─── Dataset

Issue #1648, opened 2017-03-10
Porting several stemming algorithms to NLTK


alvations:
`whoosh` has a couple of great things that we can port to NLTK, other than the porter stemmer, there are:

 - [Paice-Husk stemming ](https://bitbucket.org/mchaput/whoosh/src/e344fb64067e45d47ec62dc65a75a50be51264a7/src/whoosh/lang/paicehusk.py?at=default&fileviewer=file-view-default) 
 - [Lovin stemmer](https://bitbucket.org/mchaput/whoosh/src/e344fb64067e45d47ec62dc65a75a50be51264a7/src/whoosh/lang/lovins.py?at=default&fileviewer=file-view-default)

This will be an easy port since the original implementation is in Python. Simply port the code, write some tests and document the functions appropriately, put the module in `nltk/nltk/stem/` and do a pull-request =)

Any takers?

stevenbird:
+1

bora-pajo:
+1

jaehoonhwang:
Hi, can I try this one?

alvations:
@jaehoonhwang Sure! Try porting the stemmers one at a time and then do a PR and if you need help, we can guide you through it =)

Start with https://github.com/nltk/nltk/blob/develop/CONTRIBUTING.md

ayushmandey97:
Hey, are there any more enhancements required for this? Would be happy to help.

PR #1654, opened 2017-03-17
Improving Lancaster stemmer with strip prefix function and customizable rules from Whoosh

jaehoonhwang:
Issue: #1648 

- Clean up documentation
- Added doctests (copied from `lancaster.py`)
- Added AUTHORS.md
- Fix the code where if there is no rule table present in __init__, the stemmer uses default rule.

Code is from [Whoosh](https://bitbucket.org/mchaput/whoosh/src/e344fb64067e45d47ec62dc65a75a50be51264a7/src/whoosh/lang/paicehusk.py?at=default&fileviewer=file-view-default)

If I could get more detail on `nltk` testing, that would be great.
Because, I'm a bit confused with doctest and how to run the test.


alvations:
@jaehoonhwang the tests are failing because the stemming function is returning empty strings instead of the expected stems. https://nltk.ci.cloudbees.com/job/pull_request_tests/118/TOXENV=py35-jenkins,jdk=jdk8latestOnlineInstall/testReport/junit/nltk.stem/paicehusk/PaiceHuskStemmer/

Could you take a look at what's wrong? Or would you need some guidance on debugging it?

jaehoonhwang:
Oh no. I already verified it.
When there is no stem, such as word `multiply` the function returns an empty string.
I was wondering:
1. How can I run doctest locally? Should I use following line?

```py
if __name__ == "__main__":
    import doctest
    doctest.mod()
```

2. Is doctest enough for this module or do I need to write `unittest`?

alvations:
When no pattern matches, possibly the normal way to handling that is to return the original string instead of an empty string. E.g.

```
>>> from nltk.stem import PorterStemmer
>>> porter = PorterStemmer()
>>> porter.stem('dog')
'dog'
```

Could you make changes to the code such that it returns the original string when there are no stem pattern match?

nltk/stem/paicehusk.py
```diff
@@ -0,0 +1,274 @@
...
+        'say'
+        >>> st.stem('crying')      #     letters and one of those letters must be a vowel
+        'cry'
+        >>> st.stem('string')      # ditto
+        'string'
+        >>> st.stem('meant')       # ditto
+        'meant'
+        >>> st.stem('cement')      # ditto
+        'cem'
+    """
```
alvations: The comments right for the lancaster stemmer but is Paice-Husk stemmer exhibiting the same behavior?

jaehoonhwang:
Yes.
I was working on it, just in case you wanted that way.

nltk/stem/paicehusk.py
jaehoonhwang: Yes. When I tested them locally, the doctest didnt give me any error except for empty string ones. But I copied lancaster doctest for testing purpose. I will checl them in the morning

nltk/stem/paicehusk.py
```diff
@@ -0,0 +1,274 @@
...
+        """
+        :param ruletable: a string containing the rule data, separated
+            by newlines.
+        """
+        self.rules = defaultdict(list)
+        if ruletable:
+            self.read_rules(ruletable)
+        else:
+            self.read_rules(self.defaultrules)
+
```
alvations: It'll be good to add the ruletable variable to the stemmer object that way, it can be modified later on (if needed), e.g. 

```python
self._ruletable = ruletable if ruletable else self.defaultrules
self.read_rules(self._ruletable)
```

nltk/stem/paicehusk.py
```diff
@@ -0,0 +1,274 @@
...
+            match = rule_expr.match(line)
+            if match:
+                ending = match.group("ending")[::-1]
+                lastchar = ending[-1]
+                intact = match.group("intact") == "*"
+                num = int(match.group("num"))
+                append = match.group("append")
+                cont = match.group("cont") == ">"
+
+                rules[lastchar].append((ending, intact, num, append, cont))
```
alvations: I think this `append` here don't change the `self.rules` and it isn't used anywhere else in this function, right? Would it break anything if we remove this?

nltk/stem/paicehusk.py
```diff
@@ -0,0 +1,274 @@
...
+            self.read_rules(ruletable)
+        else:
+            self.read_rules(self.defaultrules)
+
+    def read_rules(self, ruletable):
+        """Verify integrity of ruletable.
+        """
+        rule_expr = self.rule_expr
+        rules = self.rules
+
```
alvations: I think if we are not modifying `self.rule_expr` and `self.rules`, we might not need to have a local copy of this =)

nltk/stem/paicehusk.py
```diff
@@ -0,0 +1,274 @@
...
+    def strip_prefix(self, word):
+        """Remove prefix from a word.
+        """
+        for prefix in ("kilo", "micro", "milli", "intra", "ultra", "mega",
+                       "nano", "pico", "pseudo"):
+            if word.startswith(prefix):
+                return word[len(prefix):]
+        return word
+
```
alvations: Interesting, any idea why `strip_prefix` is necessary? @ExplodingCabbage any tips?

nltk/stem/paicehusk.py
```diff
@@ -0,0 +1,274 @@
...
+            pfv = self.first_vowel(stem)
+            rulelist = rules.get(stem[-1])
+            if not rulelist:
+                break
+
+            continuing = False
+            for ending, intact, num, append, cont in rulelist:
+                if stem.endswith(ending):
+                    if intact and not is_intact:
+                        continue
```
alvations: This if-condition `if intac and not is_intact` seems a little funny. Maybe some comments on this would help users and us better maintain the code

nltk/stem/paicehusk.py
alvations: Cool! When we have more of them maybe we can add a wiki on different effects of different stemmers =)

alvations:
Thanks @jaehoonhwang! I've finished the review, I hope the line-by-line review helps the revision =)

ExplodingCabbage:
Hmm. Licensing aside (though it would be good if someone could confirm there are no issues there, too), how do Whoosh feel about NLTK copying their code? To avoid code duplication and allow any future fixes and features to benefit both userbases, would it good for them to make NLTK a dependency and import the stemmer from it, or perhaps for NLTK to extract out this particular stemmer into a standalone package that both Whoosh and NLTK can depend upon? I believe @mchaput is the maintainer of Whoosh; I suggest that it would be both useful and courteous to give him a chance to weigh in here and at https://github.com/nltk/nltk/issues/1648 before merging copies of any of his stuff.

Also, if we're going to copy people's work, I think they should be credited in AUTHORS.md. You may want to emulate the approach I took with the Porter Stemmer.

I'll take a further look at this PR when I have the chance, probably at the weekend.

alvations:
I agree with @ExplodingCabbage on asking the Whoosh maintainers before we merge the code.  Started a thread on https://groups.google.com/forum/#!topic/whoosh/8o_iYCn1Sao

jaehoonhwang:
@alvations Is there any more changes you want me to do?

ExplodingCabbage:
- [x] The stemmer should be imported in `nltk/stem/__init__.py` like all the other stemmers are.

nltk/stem/paicehusk.py
```diff
@@ -0,0 +1,315 @@
...
+# policies, either expressed or implied, of Matt Chaput.
+
+"""
+Paice-Husk Stemmer
+
+If you just want to use the standard Paice-Husk stemming rules, use the
+module's stem()` function::
+
+    stemmed_word = stem(word)
+
```
alvations: This would be a more explicit example:

```python
paicehusk = PaiceHuskStemmer()
stemmed_word = paicehusk.stem(word)
```

nltk/stem/paicehusk.py
```diff
@@ -0,0 +1,315 @@
...
+If you want to use a custom rule set, read the rules into a string where the
+rules are separated by newlines, and instantiate the object with the string,
+then use the object's stem method to stem words::
+
+    stemmer = PaiceHuskStemmer(my_rules_string)
+    stemmed_word = stemmer.stem(word)
+
```
alvations: It'll be good to give an example of how to instantiate `my_rules_string`, esp. the syntax of how `my_rules_string` should be written.

jaehoonhwang: Ok, I'm on it.

nltk/stem/paicehusk.py
```diff
@@ -0,0 +1,315 @@
...
+The base implementation was done by
+
```
alvations: Missing words?

alvations:
For now there's no preference for doctest or unittest but writing doctest for the stemmers will be a good start.

BTW, after reading the literature and the code, the Paice-Husk stemmer has the same reference as the Lancaster stemmer and the rules and algorithm looks really similar. **Does anyone know whether they're the same thing?** 

If they are the same, then merging some code to allow custom rules from here to the `nltk.stem.lancaster.py` would be more appropriate than keeping two copies of the same algorithm.

Sorry I didn't realize that they might be the same earlier.

ExplodingCabbage:
> BTW, after reading the literature and the code, the Paice-Husk stemmer has the same reference as the Lancaster stemmer and the rules and algorithm looks really similar. Does anyone know whether they're the same thing?

I've also been trying to figure that out, and I think the answer is "yes". In particular, NLTK's `lancaster.py` cites

> Paice, Chris D. "Another Stemmer." ACM SIGIR Forum 24.3 (1990): 56-61.

which is *also* the paper that many sources on the internet cite as the original definition of Paice/Husk. Note also that Chris Paice worked at Lancaster University before he died (per http://wp.lancs.ac.uk/chrispaice/).

I have no idea why the word "Husk" appears in the name - that bit of history yet eludes me.

Also, unfortunately the paper only seems to exist on the internet behind a paywall, SciHub seems unable to pirate it for me, and I can't ask Chris directly for it because he's dead. Perhaps there are some academics here who have access via their institutions?

I can, however, test purported implementations of Paice/Husk on the internet against this one. For instance, there's one at http://paicehusk.appspot.com/. It doesn't have the prefix-removal stuff that the one in this PR does (e.g. this PR stems `'kilogram'` to `'gram'`; that implementation stems it to `'kilogram'`). `lancaster.py` also doesn't do that prefix removal. That strongly hints that `lancaster.py` is the more faithful implementation.

ExplodingCabbage:
Aha, "Husk" seems to be the surname of another researcher that Chris Paice worked worth - this article is apparently by *C.D. Paice* and *G.D. Husk*: http://www.sciencedirect.com/science/article/pii/0885230887900039

I'm guessing that when someone gets their hands on a PDF of "Another Stemmer" we'll learn that Husk was a co-author, and that through some quirk of history his name never gets included when academics cite the paper and yet made it into the popular name of the stemmer?

alvations:
Ah, Paice wrote and published the paper and Husk wrote the software, and they're both from lancaster: https://pdfs.semanticscholar.org/3b8b/099f62391ff24e94b10ebafbb0488be83632.pdf and https://web.archive.org/web/20060501021257/http://www.comp.lancs.ac.uk/computing/research/stemming/Links/implementations.htm

It looks like the prefix stripping function is whoosh's addition, the [original pascal code](https://web.archive.org/web/20060501021257/http://www.comp.lancs.ac.uk/computing/research/stemming/Files/Pascal.zip) didn't have that. 

@jaehoonhwang I think it'll be better if we merge the custom rules code from here to lancaster and allow an option to allow users to  remove prefix or keep the original implementation.

ExplodingCabbage:
Yeah, he's from Lancaster, per his Facebook: https://www.facebook.com/ghusk

jaehoonhwang:
I can remove prefix function, if you prefer.

alvations:
@jaehoonhwang we should take what whoosh has (in `nltk/stem/paicehusk.py`) and then add then to the `nltk/stem/lancaster.py` code. That's so that we don't maintain 2 variants of the same algorithm at separate places. E.g. for Porter stemmer, if i'm not mistaken, @ExplodingCabbage allowed users to choose the variants, see https://github.com/nltk/nltk/blob/develop/nltk/stem/porter.py#L49

There're some good things that whoosh has that the current lancaster stemmer in NLTK does, more specifically, the:

 - prefix stripping function
 - custom rule

jaehoonhwang:
Those functionalities are now added to Lancaster and I removed `paicehusk.py`.
~~Can I get a rule for testing custom rule tuples?~~
~~I've tried different things, but can't come up with anything that works.~~
I got it.

nltk/stem/lancaster.py
```diff
@@ -304,7 +319,14 @@ def __applyRule(self, word, remove_total, append_string):
             word += append_string
         return word
 
+    def strip_prefix(self, word):
+        """Remove prefix from a word.
+        """
```
alvations: It'll be good to acknowledge the original src of this function from whoosh here by adding a docstring that includes the link: https://bitbucket.org/mchaput/whoosh/src/e344fb64067e45d47ec62dc65a75a50be51264a7/src/whoosh/lang/paicehusk.py#paicehusk.py-73

ExplodingCabbage: Better yet, let's also try to track down the history of how it got added to Whoosh via their source control. For all we know it may have been a copy-and-paste to begin with from some other source that we're failing to credit! Knowing the history will also let us credit individual authors in CONTRIBUTORS.md.

None of this is vital, but would be nice (and also potentially *practically* useful in helping understand the alterations that were made to the original algorithm and what motivated them).

alvations: This is interesting, it seems like many versions of Porter stemmer (except NLTK's) contain that function ;P

https://www.google.com.sg/search?client=safari&rls=en&q=for+prefix+in+(%22kilo%22,+%22micro%22,+%22milli%22,+%22intra%22,+%22ultra%22,+%22mega%22

nltk/stem/lancaster.py
```diff
@@ -192,14 +201,20 @@ def stem(self, word):
         """Stem a word using the Lancaster stemmer.
         """
         # Lower-case the word, since all the rules are lower-cased
-        word = word.lower()
+        word = self.strip_prefix(word).lower() if self._strip_prefix else word.lower()
```
ExplodingCabbage: - [x] Surely we should be coercing the word to lowercase *before* the `strip_prefix()` call, not after? Won't this implementation map `KILOGRAM` to `kilogram` but `kilogram` to `gram`?

nltk/stem/lancaster.py
jaehoonhwang: For now I'll add Whoosh as a source.

nltk/stem/lancaster.py
jaehoonhwang: Confirmed and fixed.

jaehoonhwang:
Should I add Whoosh on `contributing.md`?
Also, do you guys think having `_strip_prefix` and `__strip_prefix` is too confusing?
One is class member and one is class function.
Also, i have an argument in Lancaster init as `strip_prefix`

- `strip_prefix`: Argument variable
- `_strip_prefix`: Class variable (bool)
- `__strip_prefix`: Class member function.

stevenbird:
@jaehoonhwang: I agree that the variable names are too similar, given the different purposes.
I agree about acknowledging indirect contributions.

jaehoonhwang:
Any other thing I should do? @alvations

alvations:
@jaehoonhwang sorry for the late reply. It seems like the Whoosh maintainers didn't reply on https://groups.google.com/forum/#!topic/whoosh/8o_iYCn1Sao 

Let's wait till the weekend and if there's still no response, it looks good to merge after a last round of quick review @ExplodingCabbage and me. 

@ExplodingCabbage @mchaput anything to add?

jaehoonhwang:
Thanks for the reply!

alvations:
Good news, we got the go ahead to merge from @mchaput =) 

@jaehoonhwang just one small request, do a `git pull` and `git merge` to include the docstring addition that @ExplodingCabbage wrote. 

@ExplodingCabbage any thing to add to this PR?

jaehoonhwang:
Ok. I'll do it in few hours and do all those. Thanks for getting back.

jaehoonhwang:
@alvations I think this is it. Thank you and @ExplodingCabbage for the help!

ExplodingCabbage:
A few things:

1. There's some commented-out code that this version currently adds that shouldn't be there
2. We've added an argument called `rule_tuples` (plural), but doesn't it actually take (at least in our test case) a *single* tuple? And shouldn't it therefore be named `rule_tuple` (singular)? Am I missing something?
3. The (pre-existing) comment here is interesting:

    ```py
        # If the user hasn't supplied any rules, setup the default rules
        if len(self.rule_dictionary) == 0:
            self.parseRules(LancasterStemmer.rule_tuple)
    ```

    It looks like the possibility of users passing in custom rules was at least something that the authors of the NLTK version of the stemmer had conceived of, despite not taking them as an argument to the constructor. I guess this is why `parseRules()` is public and takes a `rule_tuple` argument; using the *old* stemmer, I can do this (similar to the doctest added in this PR):

    ```
    >>> st_custom = LancasterStemmer()
    >>> st_custom.parseRules(rule_tuple=("ssen4>", "s1t."))
    >>> st_custom.stem("ness") # Change s to t
    'nest'
    ```

    As such, one of the two pieces of functionality this PR adds was actually already supported, just without us noticing!

    I guess I don't object to adding the `rule_tuple` argument to the constructor, though, since:
    - it doesn't break the old custom rules API
    - the old custom rules API was completely undocumented and non-obvious; the new way is significantly more discoverable

    However, we *should* delete that pre-existing comment since this PR renders it completely wrong (since the block being commented on can now run even if the user has supplied rules, and the rules it sets up are not necessarily default ones).

jaehoonhwang:
That makes sense.
What should I do with this PR?
This seems like redundant PR that supports already existing function in Lancasterstemmer.

jaehoonhwang:
@ExplodingCabbage 
I've fixed/added documentation on parseRules  and __stripPrefix, removed commented out codes, fixed comment in stem.
This fix still supports old API for parseRule.

alvations:
It looks good to merge now =)

@ExplodingCabbage anything to add? BTW, just like to check, do you have merging rights?

alvations (approved):

ExplodingCabbage:
> @ExplodingCabbage anything to add?

Nope. :)

> do you have merging rights?

Nope.

jaehoonhwang:
Thank you guys for all the help!

stevenbird:
@jaehoonhwang, @ExplodingCabbage, @alvations: thanks for wrapping this up. I'm thinking the name of this PR is out of date – perhaps one of you could fix that please, before I merge?

stevenbird:
Thanks @alvations

PR #1655, opened 2017-03-17
fix two typo-level errors in docstrings of PerceptronTagger

cfbolz:
In both cases the docstring and the code disagreed. I made the docstrings match the code.


stevenbird:
Thanks @cfolz

PR #1661, opened 2017-03-20
Include "Paice/Husk" in lancaster.py's docstring for Googleability

ExplodingCabbage:
Should help users who are looking for an NLTK implementation of Paice/Husk but don't realise that Lancaster == Paice/Husk.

──────

→ Exercise description: Word for word, reproduce the listing from its first line through the line that has "has a couple" in it, and go no further.

→ Problem solution:
Issue #1648, opened 2017-03-10
Porting several stemming algorithms to NLTK


alvations:
`whoosh` has a couple of great things that we can port to NLTK, other than the porter stemmer, there are:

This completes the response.